THE PROBLEM
Each line of the data that includes the string "dtype" is to be copied out.

(Saved data entries)
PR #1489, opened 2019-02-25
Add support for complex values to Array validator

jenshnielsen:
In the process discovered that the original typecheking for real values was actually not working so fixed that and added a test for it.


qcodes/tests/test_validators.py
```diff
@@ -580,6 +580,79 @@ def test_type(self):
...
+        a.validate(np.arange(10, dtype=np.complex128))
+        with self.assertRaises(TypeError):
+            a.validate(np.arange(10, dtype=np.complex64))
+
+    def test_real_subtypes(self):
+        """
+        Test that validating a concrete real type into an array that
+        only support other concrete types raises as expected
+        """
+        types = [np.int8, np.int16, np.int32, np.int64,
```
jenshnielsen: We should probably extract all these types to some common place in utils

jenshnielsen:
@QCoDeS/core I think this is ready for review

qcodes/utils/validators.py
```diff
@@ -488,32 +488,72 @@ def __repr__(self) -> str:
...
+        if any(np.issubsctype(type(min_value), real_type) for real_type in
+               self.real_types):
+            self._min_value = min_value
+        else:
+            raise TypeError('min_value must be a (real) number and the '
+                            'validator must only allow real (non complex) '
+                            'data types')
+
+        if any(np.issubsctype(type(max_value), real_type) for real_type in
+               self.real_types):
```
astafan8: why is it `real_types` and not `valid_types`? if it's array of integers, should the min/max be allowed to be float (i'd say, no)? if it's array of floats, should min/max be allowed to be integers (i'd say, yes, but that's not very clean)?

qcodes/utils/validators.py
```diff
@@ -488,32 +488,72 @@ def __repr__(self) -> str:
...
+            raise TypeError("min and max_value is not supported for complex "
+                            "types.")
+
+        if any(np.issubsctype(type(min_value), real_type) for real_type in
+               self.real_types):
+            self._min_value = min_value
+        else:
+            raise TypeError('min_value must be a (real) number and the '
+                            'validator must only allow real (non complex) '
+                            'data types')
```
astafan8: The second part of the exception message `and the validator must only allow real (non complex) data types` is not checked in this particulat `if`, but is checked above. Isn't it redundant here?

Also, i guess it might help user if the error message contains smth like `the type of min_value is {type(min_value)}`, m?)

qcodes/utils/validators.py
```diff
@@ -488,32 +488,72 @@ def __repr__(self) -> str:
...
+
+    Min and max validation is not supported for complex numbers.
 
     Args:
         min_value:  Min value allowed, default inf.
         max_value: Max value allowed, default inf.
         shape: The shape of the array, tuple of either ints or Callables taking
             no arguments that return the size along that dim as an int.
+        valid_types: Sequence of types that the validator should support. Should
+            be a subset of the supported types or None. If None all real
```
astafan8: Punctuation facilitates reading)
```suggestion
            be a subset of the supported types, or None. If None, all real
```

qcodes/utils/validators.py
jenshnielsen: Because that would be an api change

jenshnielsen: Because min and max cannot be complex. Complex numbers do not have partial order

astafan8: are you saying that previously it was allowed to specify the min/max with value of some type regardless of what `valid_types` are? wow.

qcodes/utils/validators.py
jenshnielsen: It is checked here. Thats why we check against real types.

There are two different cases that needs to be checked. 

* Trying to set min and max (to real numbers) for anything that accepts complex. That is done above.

ANSWER SECTION
+        a.validate(np.arange(10, dtype=np.complex128))
+            a.validate(np.arange(10, dtype=np.complex64))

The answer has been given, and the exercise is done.